Determine how many of the lines below hold the word "suffix". Give the number and nothing else.
------------------------------------------------
PR #727, opened 2020-02-20
New approach to doing integrals

jkozdon:
Allows the user to say where integrals are stored and what integrals are reversed

### DIFF
--- a/experiments/Atmos_LES/dycoms.jl
+++ b/experiments/Atmos_LES/dycoms.jl
@@ -15,8 +15,13 @@ using CLIMA.MoistThermodynamics
 using CLIMA.PlanetParameters
 using CLIMA.VariableTemplates
 
-import CLIMA.DGmethods: vars_state, vars_aux, vars_integrals,
-                        integrate_aux!
+import CLIMA.DGmethods: vars_state, vars_aux,
+                        vars_integrals, vars_reverse_integrals,
+                        indefinite_stack_integral!,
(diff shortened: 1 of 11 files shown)


jkozdon:
@blallen This might address some of your concerns. If you like this approach, we'd need to fix all the other codes to use this format (right now I just did the integral test).

jkozdon:
Also need to test on the GPU

blallen:
@jkozdon I like this approach. I will test it out in the HydrostaticBoussinesqModel tomorrow.

jkozdon:
@blallen Just forced pushed some commits (GPU was broken since you cannot create views into shared memory). Also updated file `integral_test_sphere`

blallen:
@jkozdon is the atmos model integral call the only one left that we need to update? I think there are just the two integral tests, the ocean model, and atmos model that use integrals right now and everything else has the `_old` suffix

jkozdon:
@jkozdon<https://github.com/jkozdon> is the atmos model integral call the only one left that we need to update? I think there are just the two integral tests, the ocean model, and atmos model that use integrals right now and everything else has the _old suffix

I believe that this is correct.

blallen:
bors try

blallen:
@jkozdon , time to merge this? is there anyone else we should ask to look at it?

jkozdon:
bor r+

jkozdon:
@simonbyrne Sorry, rebased to cleanup the commits

PR #737, opened 2020-02-24
[Atmos] Utilize existing functions in atmos init

charleskawczynski:
Now that the `init_state` methods are aware of the balance law, we should utilize the following methods in the `init_state` methods:

 - `altitude`
 - `gravitational_potential`
 - `internal_energy(::ThermodynamicState)`
 - `total_energy(..., ::ThermodynamicState)`

Since several `DryPhase` models use `p` and `T` for initialization, I've also added a constructor to moist thermo that accepts these args:
 - Adds a `PhaseDry_given_pT` constructor in moist thermo.
I’ve also added 
 - A `latitude` function for `SphericalOrientation`
 - A `longitude` function for `SphericalOrientation`

### DIFF
--- a/experiments/Atmos_GCM/heldsuarez.jl
+++ b/experiments/Atmos_GCM/heldsuarez.jl
@@ -24,17 +24,19 @@ function init_heldsuarez!(bl, state, aux, coords, t)
 
     FT = eltype(state)
 
-    # TODO: change to altitude function
-    r = norm(coords, 2)
-    h = r - FT(planet_radius)
-    # h = altitude(bl.orientation, aux)
+    z = altitude(bl.orientation, aux)
+    e_pot = gravitational_potential(bl.orientation, aux)
 
-    scale_height = R_d * dc.T_initial / grav
-    p            = dc.p_ground * exp(-h / scale_height)
+    scale_height = FT(R_d) * dc.T_initial / FT(grav)
+    p            = dc.p_ground * exp(-z / scale_height)
 
-    state.ρ  = air_density(dc.T_initial, p)
+    ts = PhaseDry_given_pT(p, dc.T_initial)
+    e_int = internal_energy(ts)
+    ρ = air_density(ts)
+
+    state.ρ  = ρ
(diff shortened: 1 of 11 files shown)


experiments/Atmos_GCM/heldsuarez.jl
```diff
@@ -21,17 +21,19 @@ function init_heldsuarez!(bl, state, aux, coords, t)
...
 
-    state.ρ  = air_density(FT(T_initial), p)
+    ts = PhaseDry_given_pT(p, FT(T_initial))
+    e_int = internal_energy(ts)
+    ρ = air_density(ts)
+
+    state.ρ  = ρ
     state.ρu = SVector{3, FT}(0, 0, 0)
-    state.ρe = state.ρ * (internal_energy(FT(T_initial)) + aux.orientation.Φ)
+    state.ρe = state.ρ * (e_int + e_pot)
```
tapios: Need to add noise (e.g., in energy or density) to break symmetry of initial condition. See @bischtob’s HS branch.

experiments/Atmos_GCM/heldsuarez.jl
```diff
@@ -21,17 +21,19 @@ function init_heldsuarez!(bl, state, aux, coords, t)
 
     FT = eltype(state)
 
-    # TODO: change to altitude function
-    r = norm(coords, 2)
-    h = r - FT(planet_radius)
-    # h = altitude(bl.orientation, aux)
+    h = altitude(bl.orientation, aux)
```
tapios: I’d prefer to use `z` for altitude (it’s what we usually do; we use `h` for enthalpy of sometimes a fixed height)

tapios:
Looks good to me. There are important updates to the HS setup in #746. @bischtob will need to update #746 once this is merged.

experiments/Atmos_GCM/heldsuarez.jl
charleskawczynski: I'll leave this for #746, since this PR currently should not change behavior.

Issue #491, opened 2019-10-15
DG tests that need to be moved to the new framework


mwarusz:
I discussed with @lcw and @jkozdon which DG methods tests/examples need to be moved to the new framework so that we can finally kill the old one. I marked those that have been moved but not yet merged. 

- [ ] test/DGmethods_old/conservation/sphere.jl
- [x] test/LinearSolvers/poisson.jl
- [x] test/DGmethods_old/util/filter_test.jl
- [x] test/DGmethods_old/util/nonnegative_test.jl
- [x] test/DGmethods_old/sphere/advection_sphere_*
- [ ] examples/DGmethods_old/ex_004_nonnegative.jl

The last two can be combined into one test and I will try to do that this week.

Additionally, the following could be moved but there is no functionality to take local gradient of auxiliary state in the new framework.
- ~~test/DGmethods_old/util/grad_test.jl~~ (not grad aux in new framework)
- ~~test/DGmethods_old/util/grad_test_sphere.jl~~  (not grad aux in new framework)

@simonbyrne

trontrytel:
I'm working on 

- [ ] examples/Microphysics/ex_1_saturation_adjustment.jl
- [ ] examples/Microphysics/ex_2_Kessler.jl

jkozdon:
Should this be part of [milestone 1](https://github.com/climate-machine/CLIMA/milestone/1)?

charleskawczynski:
We're so close that, it seems, it would be a shame if we couldn't include it. Does @mwarusz have any bandwidth to tackle the last example? (that is the last one, right?)

charleskawczynski:
Also, if we do close this issue out, we'd be able to remove `CLIMA/src/DGmethods_old`, correct?

jkozdon:
> We're so close that, it seems, it would be a shame if we couldn't include it. Does @mwarusz have any bandwidth to tackle the last example? (that is the last one, right?)

I can do try to do it in the next week or two if @mwarusz doesn't get to it.

> Also, if we do close this issue out, we'd be able to remove `CLIMA/src/DGmethods_old`, correct?

Yes we can remove `DGmethods_old`.

mwarusz:
"Also, if we do close this issue out, we'd be able to remove CLIMA/src/DGmethods_old, correct?"

Yes.

[...]

PR #738, opened 2020-02-24
removing old kernels

leios:
Can we just remove these?

@vchuravy Forced me to do this and takes all responsibility


leios:
bors try

lcw:
I think we were waiting for https://github.com/climate-machine/CLIMA/issues/491 before removing these.

leios:
@lcw Thanks for that.

I didn't know this was already somewhat documented. It seems like there are also a few microphysics examples that rely on these old kernels.

Would anyone mind if I attacked that issue in this PR? It's low-priority, so maybe next week.

lcw:
@leios it would be great if you want to attack #491.  Let me know if you run into issues, I would be happy to help.

bischtob:
The comments/documentation in DGMethods_old is outstanding. Can we make sure the wisdom carries over to the updated DGMethods?

jkozdon:
> The comments/documentation in DGMethods_old is outstanding. Can we make sure the wisdom carries over to the updated DGMethods?

Thanks. We did spend a bit of time on this initially, but some of that got lost in the transition to the current framework.

We initially modeled our docs on

- https://github.com/JuliaFEM/JuliaFEM.jl
- https://dealii.org/current/doxygen/deal.II/Tutorial.html

But this never really got fully flushed out and never transitioned to the newest framework.

charleskawczynski:
@leios We need to also remove these files from being included in `src/CLIMA.jl`

Issue #740, opened 2020-02-25
Compat settings


simonbyrne:
- Keep Manifest.toml (for now)
- Move version constraints to Project.toml
- Enable CompatHelper to check for updates

blallen:
Do we need to do anything else for this now that we have CompatHelper?

PR #743, opened 2020-02-25
Add versions to compat

charleskawczynski:
Needed for #742

A step towards #740


charleskawczynski:
@vchuravy do you have suggestions on what to do for `docs/Project.toml`? Should we add the same `[compat]` versions?

Project.toml
```diff
@@ -40,7 +40,28 @@ Statistics = "10745b16-79ce-11e8-11f9-7d13ad32a3b2"
 WriteVTK = "64499a7a-5c06-52f2-abe2-ccb03c286192"
 
 [compat]
+Combinatorics = "1.0.0"
```
simonbyrne: We probably should use tilde operators:
https://julialang.github.io/Pkg.jl/v1/compatibility/index.html#Tilde-specifiers-1

simonbyrne: @vchuravy is that correct?

charleskawczynski: According to [some General docs](https://github.com/JuliaRegistries/General/blob/master/README.md#automatic-merging-of-pull-requests), it seems that we want to include upper bounds, but using the tilde seems to not provide upper bounds. It's not clear to me which to follow.

vchuravy: Yes.If the patch version is significant otherwise I would use just `1.0`

charleskawczynski:
Is this even needed now that Compat has all of the PRs?

simonbyrne:
Fixed by #789.

PR #745, opened 2020-02-25
Replace 'M' and 'P' with '⁻' and '+'

blallen:
Marking things that come from the interior/minus side and exterior/plus side with minus/plus signs instead of M/P. 

This should make the variable names easier to read and make their intent clearer. 

This PR only affects the DG Kernels.


blallen:
bors try

blallen:
bors try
------------------------------------------------
**Result**
2